Gary loved the sun. Keenly aware that he was a white dog, I had to limit his exposure. Still, he would just sit in the sun and meditate. During those times, he was relaxed and quiet.
Then, out of nowhere, he cried out in pain. It wasn’t just one yelp. He was in excruciating pain. I rushed him to the emergency vet. They gave us meds and instructions to keep him confined in his crate for 2 weeks. It seemed to work.
We soon noticed that Gary’s gait became very unsteady to the point that he fell several times. It was awful to watch. I rushed him to emergency, again. Once that was resolved, the pain returned a few weeks later. Again, I took him to emergency.
This became a common occurrence, until I finally asked that a neurosurgeon see him. A wonderful neurosurgeon conducted extensive neurological exams to determine what was causing his issues. The diagnosis was in. Gary had Autoimmune Central Nervous System Disease. It’s a disease that the neurologist said is more common in smaller dogs. I don’t know if it’s common, but it’s more common in smaller dogs.
Gary’s case was severe, so he was put on three autoimmune suppressants, including chemotherapy. The neurologist did warn me that if he relapsed, it would be difficult (if not impossible) to get under control. Gary relapsed three times. On his third relapse, Gary was in great, great pain. I took him to emergency. I called beforehand, so the vets were ready to get him in quickly. After a thorough examination, the neurologist and another vet said the most humane thing to do for Gary was to let him go. We decided that they were right. We couldn’t stand to see him in so much pain.
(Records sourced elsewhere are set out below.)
PR #2028, opened 2022-05-31
Link to property

### LINKED ISSUE #63: Linking to certain attributes

fenyagg:
## What/Why/How?

Need the ability to make a reference to the property. 

Added links to properties. Added background highlighting of this property.
I added property names at the end of the path separeted with `|` (`%7C` after url encode). 
Discriminator and oneOf value separeted with `#`.
By default, all categories of this property are open.
If the reference to the property is in the response, the response will also be opened.

## Reference
closes #63

## Screenshots (optional)
add027d45a

## Check yourself

- [ ] Code is linted
- [ ] Tested


src/utils/helpers.ts
```diff
@@ -217,3 +217,6 @@ export function isArray(value: unknown): value is any[] {
 export function isBoolean(value: unknown): value is boolean {
   return typeof value === 'boolean';
 }
+
+// get location hash without #
+export const getLocationHash = () => decodeURI(location.hash).substr(1);
```
fenyagg, line 222: There may be problems with server side rendering here (`location`). I think it needs to be wrapped in a try catch.

fenyagg:
@AlexVarchuk @RomanHotsiy do you have any comments ?

adamaltman:
Hi @fenyagg thank you for your contribution. However, we don't review/accept contributions for the features we highlight in our premium offerings: https://github.com/Redocly/redoc#redoc-vs-reference-vs-portals

We will make this policy more clear. Sorry about that.

AlexVarchuk:
Hi @fenyagg. Thank you for your contribution.
Sorry again.

Issue #2048, opened 2022-06-10
Mis-nesting of aria roles on sidebar navigation


ryan-garrett:
The sidebar navigation uses `menuItem` but without the correct grouping parent role, instead using a `navigation` role.
The use of the `navigation` role on the `ul` also changes the role of that element from an implicit list to an explicit non-list, so rendering the implicit child list items without a correctly named parent.

<img width="705" alt="Screenshot 2022-06-10 at 14 49 35" src="https://user-images.githubusercontent.com/25553660/173080025-685a765d-3e7d-4f70-96f2-0c94618b36d7.png">

AlexVarchuk:
Hi @ryan-garrett, thank you for the issue.
Can you provide some OpenApi snippett for reproducing?

AlexVarchuk:
@ryan-garrett Please check our  [contribution guide](https://github.com/Redocly/redoc/blob/master/.github/CONTRIBUTING.md). And if you'll have some questions or improvements ideas about it feel free to write.

ryan-garrett:
@AlexVarchuk Sorry, forked and created a PR: https://github.com/Redocly/redoc/pull/2049

ryan-garrett:
Sorry @AlexVarchuk, my git messed up so I redone the pull request: https://github.com/Redocly/redoc/pull/2050

AlexVarchuk:
@ryan-garrett Thank you for your contribution. 🙌  Merged.

PR #2049, opened 2022-06-10
Fix: Mis-nesting of aria roles on side navigation

ryan-garrett:
The sidebar navigation uses menuItem but without the correct grouping parent role, instead using a navigation role.
The use of the navigation role on the ul also changes the role of that element from an implicit list to an explicit non-list, so rendering the implicit child list items without a correctly named parent.

Before:

Screenshot 2022-06-10 at 16 45 58

After:

Screenshot 2022-06-10 at 16 48 06

## Check yourself

- [X] Code is linted
- [X] Tested

### DIFF
--- a/cli/npm-shrinkwrap.json
+++ b/cli/npm-shrinkwrap.json
@@ -1,12 +1,12 @@
 {
   "name": "redoc-cli",
-  "version": "0.13.15",
+  "version": "0.13.16",
   "lockfileVersion": 2,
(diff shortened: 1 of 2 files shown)


AlexVarchuk:
@ryan-garrett please restore the `package-lock.json` file.

AlexVarchuk:
fixes https://github.com/Redocly/redoc/issues/2048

I ran to McDonalds to buy him a hamburger—a luxury I never allowed him because his digestive system couldn’t tolerate it. Gary had always been on a strict, bland diet. Since I knew this was his last day, I indulged him. Oddly enough, although Gary ate the burger, he ate it because it was there, not because he enjoyed it. His primary concern was for me get him out of the hospital. On that day, it wasn’t going to happen—at least not in the way he wanted. Instead, he left by crossing the proverbial Rainbow Bridge and into the Gates of Heaven.
He’s gone now. I’m saddened beyond belief. I can hardly breathe. I have been through this multiple times. It never gets easier. My house feels empty now, mostly because Gary took with him his quirky neuroses, including his incessant barks.
I can honestly say that I would take the worst day with Captain Quirk over the best day with anybody else.
Gary was my boy. I will miss him until the day I die. Until then, he is tucked safely in my heart. along with all of my other furkids who went before him.
Rest well, my sweet Gary boy.
My most heart felt condolences!!! Thank you for being such a WONDERFUL mom to him! Without you, his life would have ended a long time ago. He was a lucky pup to have such a blessing in his life, a life enriched and filled with amazing love. Thank you for giving him a peaceful transition to the rainbow bridge …. that took tremendous courage …… and unconditional LOVE ❤️ RIP sweet Gary
What a beautiful tribute to your darling boy, “Captain Quirk.” How very lucky he was to have such a loving, compassionate owner. It’s very clear from the pictures you posted that he knew he was loved and had the very best life he could have ever had on this Earth. God bless you, Naida, for being his support and best friend no matter what, and for sticking with him to the very end.